The Swedish response to COVID-19 has been much less intense than in any other European country, including its Nordic neighbors. Sweden not only bypassed widespread lockdowns but kept primary school open, continued to discourage the use of masks (barring specific situations), and until recently kept asymptomatic contacts of COVID-19 patients uninsulated (happily assuming a low transmission capacity).

This heterodox strategy, apparently let it go, let it go, has dazzled “deniers”, ultraconservatives and “liberals” around the world. Some protesters in the September protests against the restrictions in Berlin carried Swedish flags. The American and British conservatives present Sweden as the demonstration of success in avoiding lockdowns. And the signers of the Great Barrington Declaration, who claim a fast path to “herd immunity” (a concept explicitly denied by the Swedish strategy), also suggest that the Swedish path is the right one to recover the economy.

But it’s not obvious that the Swedish data, health or economic, can support such excitement. Nor that Sweden is the unrestricted paradise that the supporters of generalizing their supposed strategy claim. Far from it that the countries that have used lockdowns do not have things to learn from the Swedish way.

Health data

If you stick to health data, “playing Swedish” doesn’t seem like a good idea. At least compared to the other Nordic countries. Both in confirmed cases per million inhabitants (Figure 1) and –and above all– in deaths per million inhabitants (Figure 2), Sweden has much worse records than Denmark (5 times fewer deaths), Finland or Norway (10 times fewer ).

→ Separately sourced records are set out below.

PR #60, opened 2021-03-10
Pass statement bytesize (not char length) to set_run_cypher

### LINKED ISSUE #59: Multi-byte utf-8 characters cause queries to be truncated
I've encountered a bug with queries that include multi-byte utf-8 characters. This code produces an exception due to the query that is sent to neo4j being truncated two characters early:

```
Neo4j::Driver::GraphDatabase.driver('bolt://localhost:7687',
                                    Neo4j::Driver::AuthTokens.basic('REDACTED', 'REDACTED'),
                                    encryption: false) do |driver|
  driver.session do |session|
    session.read_transaction do |tx|
      tx.run("MATCH (t:Term{ uri: 'http://eol.org/schema/terms/Löbbecke_Museum_Düsseldorf' })-[:synonym_of]->(parent:Term) RETURN t LIMIT 1")
    end

    puts 'success'
  end
end
```
```
neo4j-ruby-driver-1.7.4/ffi/neo4j/driver/internal/handlers/response_handler.rb:38:in `check_summary_failure': Unexpected end of input: expected whitespace or an expression (line 1, column 124 (offset: 123)) (Neo4j::Driver::Exceptions::ClientException)
"MATCH (t:Term{ uri: 'http://eol.org/schema/terms/Löbbecke_Museum_Düsseldorf' })-[:synonym_of]->(parent:Term) RETURN t LIMIT"
```

I believe this is due to the character length -- and not byte length -- of the query string being passed to the seabolt `set_run_cypher` method. If I pad the original query with two or more trailing spaces, it succeeds. I've tested the change to  use byte length, and the error goes away. I'm preparing a pull request now.

mvitale:
Fixes #59

### DIFF
--- a/ffi/neo4j/driver/internal/async/direct_connection.rb
+++ b/ffi/neo4j/driver/internal/async/direct_connection.rb
@@ -22,7 +22,7 @@ module Neo4j
 
           def write_and_flush(statement, parameters, boomarks_holder, config, run_handler, pull_handler)
             check_error Bolt::Connection.clear_run(bolt_connection)
-            check_error Bolt::Connection.set_run_cypher(bolt_connection, statement, statement.size, parameters.size)
+            check_error Bolt::Connection.set_run_cypher(bolt_connection, statement, statement.bytesize, parameters.size)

Global data for Sweden are even worse than the average for the European Union, despite being heavily weighed down by poor records from the UK, Spain, Italy and France. And not only because of a higher peak in the first wave, but especially because of the slow descent of the mortality curve in the absence of confinements (Figure 2).

If we look at the excess mortality monitored by EuroMoMoSweden is the only Nordic country that shows a clear excess of mortality (Figure 3) and that, again due to the slow descent of the curve, did not normalize until the end of July.

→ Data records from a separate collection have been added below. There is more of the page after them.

PR #65, opened 2021-09-02
WIP

mrhardikjoshi:
1) made AuthTokens consistent in all specs

### DIFF
--- a/spec/neo4j/driver/dev_manual_examples_spec.rb
+++ b/spec/neo4j/driver/dev_manual_examples_spec.rb
@@ -23,7 +23,7 @@ RSpec.describe Neo4j::Driver do
     after { driver2.close }
 
     let(:driver2) { Neo4j::Driver::GraphDatabase.driver(uri, auth_tokens, config) }
-    let(:auth_tokens) { Neo4j::Driver::AuthTokens.basic('neo4j', 'pass') }
+    let(:auth_tokens) { basic_auth_token }
     let(:config) { {} }
 
     context 'Example 2.1. The driver lifecycle' do
--- a/spec/integration/session_spec.rb
+++ b/spec/integration/session_spec.rb
@@ -8,7 +8,7 @@ RSpec.describe 'SessionSpec' do
   end
 
   it 'handles nil config' do
-    driver = Neo4j::Driver::GraphDatabase.driver(uri, Neo4j::Driver::AuthTokens.basic('neo4j', 'pass'))
+    driver = Neo4j::Driver::GraphDatabase.driver(uri, basic_auth_token)
     session = driver.session
     session.close
     expect(session).not_to be_open
--- a/spec/neo4j/driver/simplified_examples_spec.rb
+++ b/spec/neo4j/driver/simplified_examples_spec.rb
@@ -35,9 +35,7 @@ RSpec.describe Neo4j::Driver do
   end
 
   it 'Driver with block and fetching before session close' do
-    username = 'neo4j'
-    password = 'pass'
-    result = Neo4j::Driver::GraphDatabase.driver(uri, Neo4j::Driver::AuthTokens.basic(username, password)) do |driver|
+    result = Neo4j::Driver::GraphDatabase.driver(uri, basic_auth_token) do |driver|
       driver.session { |session| session.run('CREATE (a:Person {name: $name}) RETURN a.name', name: 'John').single }
     end
 
--- a/spec/support/cluster_extension.rb
+++ b/spec/support/cluster_extension.rb
@@ -4,8 +4,6 @@ require 'neo4j/driver/util/cc/cluster_control'
 require 'neo4j/driver/util/cc/shared_cluster'
 
 RSpec.shared_context 'cluster_extension' do
-  USER = 'neo4j'
-  PASSWORD = 'pass'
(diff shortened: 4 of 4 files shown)


spec/neo4j/driver/dev_manual_examples_spec.rb
```diff
@@ -23,7 +23,7 @@
     after { driver2.close }
 
     let(:driver2) { Neo4j::Driver::GraphDatabase.driver(uri, auth_tokens, config) }
-    let(:auth_tokens) { Neo4j::Driver::AuthTokens.basic('neo4j', 'pass') }
+    let(:auth_tokens) { basic_auth_token }
```
klobuczek, line 26: maybe make here an exception as this is a documentation spec taken from Neo4j Driver Manual and there is merit in showing how this works without chasing custom helper methods.

ruby/neo4j/driver/ext/config_converter.rb
```diff
@@ -31,6 +31,8 @@ def config_method(key, value)
           when 'resolver'
             proc = value
             value = ->(address) { java.util.HashSet.new(proc.call(address)) }
+          when 'trust_strategy'
+            value = Java::OrgNeo4jDriver::Config::TrustStrategy.trust_all_certificates
```
klobuczek, line 35: so this does not match the above. If you replace a class like TrustStrategy you have to be able to replace all its usages across the entire code base. That's why it is not a good idea to start with simple terminal (leaf) classes but rather with classes that are only used from already converted ruby code. There is a bit of those and with each conversion more are added to this set.
In other words, the ruby code and the still-active java code together should at no point reference both ruby and java version of a the same class.

ruby/neo4j/driver/internal/scheme.rb
```diff
@@ -5,28 +5,29 @@ module Neo4j::Driver::Internal::Scheme
   NEO4J_URI_SCHEME = 'neo4j'
   NEO4J_HIGH_TRUST_URI_SCHEME = 'neo4j+s'
   NEO4J_LOW_TRUST_URI_SCHEME = 'neo4j+ssc'
-
-  def validate_scheme!(scheme)
-    unless [BOLT_URI_SCHEME, BOLT_LOW_TRUST_URI_SCHEME, BOLT_HIGH_TRUST_URI_SCHEME, NEO4J_URI_SCHEME,
-            NEO4J_LOW_TRUST_URI_SCHEME, NEO4J_HIGH_TRUST_URI_SCHEME].include?(scheme)
-      raise ArgumentError, scheme ? "Invalid address format #{scheme}" : 'Scheme must not be null'
+  class << self
```
klobuczek, line 8: The Schema class in java has only static methods, so it can be represented in ruby by a module as no instances are created. Did you have difficulties calling the `validate_scheme!` method the way it was set up?

ruby/neo4j/driver/ext/config_converter.rb
mrhardikjoshi: Yup, I agree, making changes to not leave out same class in both ruby-java 👍

ruby/neo4j/driver/internal/scheme.rb
mrhardikjoshi: The reason I made it module level method is because I don't want to include `Scheme` in `DriverFactory` class.

Out of all code in `Scheme` module (constants and bunch of methods) only a single method was being used there. also  in `GraphDatabase` class another single method of `Scheme` was being used. I think it is better if we keep `Scheme` as a standalone module, and use it directly instead of calling it. Let me know if you think ottherwise.

ruby/neo4j/driver/ext/config_converter.rb
klobuczek, line 35: the value has to be taken from the `value` parameter rather than hardcoded.

ruby/neo4j/driver/config.rb
```diff
@@ -4,12 +4,15 @@ module Neo4j
...
-      TrustStrategy = Java::OrgNeo4jDriver::Config::TrustStrategy
+      class TrustStrategy
+        TRUST_ALL_CERTIFICATES = :trust_all_certificates
+        TRUST_CUSTOM_CA_SIGNED_CERTIFICATES = :trust_custom_ca_signed_certificates
+        TRUST_SYSTEM_CA_SIGNED_CERTIFICATES = :trust_system_ca_signed_certificates
+
+        def self.trust_all_certificates
+          TRUST_ALL_CERTIFICATES
+        end
+      end
```
klobuczek, line 28: this class is incomplete. I would not replace the java class if you don't have a complete ruby replacement.

klobuczek:
In general, I think you have started with an apparently simple class but with many details and marginal functionality.

ruby/neo4j/driver/config.rb
mrhardikjoshi: @klobuczek yes, I am completing it along with it's dependent classes.

mrhardikjoshi:
@klobuczek please review this PR.
There is only one spec failing (spec/integration/causal_clustering_spec.rb:173 - undefined method `routing_table' for nil:NilClass) which is also failing in master.

There are few more changes, but I am creating another PR for them to keep review and changes easy manageable.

Figure3. Excess mortality (from all causes) during 2020 in the Nordic countries. The blue band indicates the expected mortality and the blue line the mortality observed in 2020. The last weeks (in yellow background) underestimate the mortality due to the delay in registration. The graph can be interpreted as the percentage of excess mortality over expected (for example, Sweden in week 15 of 2020 had a mortality that was 13% higher than expected). / EuroMoMo

Regarding how close the Swedes are to reaching the always speculative threshold of 70% of people who have passed the infection to reach the, no less speculative, herd immunity, the data indicates that seroprevalence is situated around 15%. That is, far from the 40% that the The Swedish Public Health Agency (the Swedish Public Health Agency) expected to reach in May 2020.

Economic data

The fall in GDP in the Nordic countries in the second quarter of 2020 does not seem to be much affected by the imposition or not of landfills. Sweden, with an 8.6% reduction in GDP, showed the largest drop despite the absence of landfills. Denmark (-6.9%), Norway (-5.1%) and Finland (-4.5%) have held up better. The Netherlands, Germany and the United States are also in this range of falls.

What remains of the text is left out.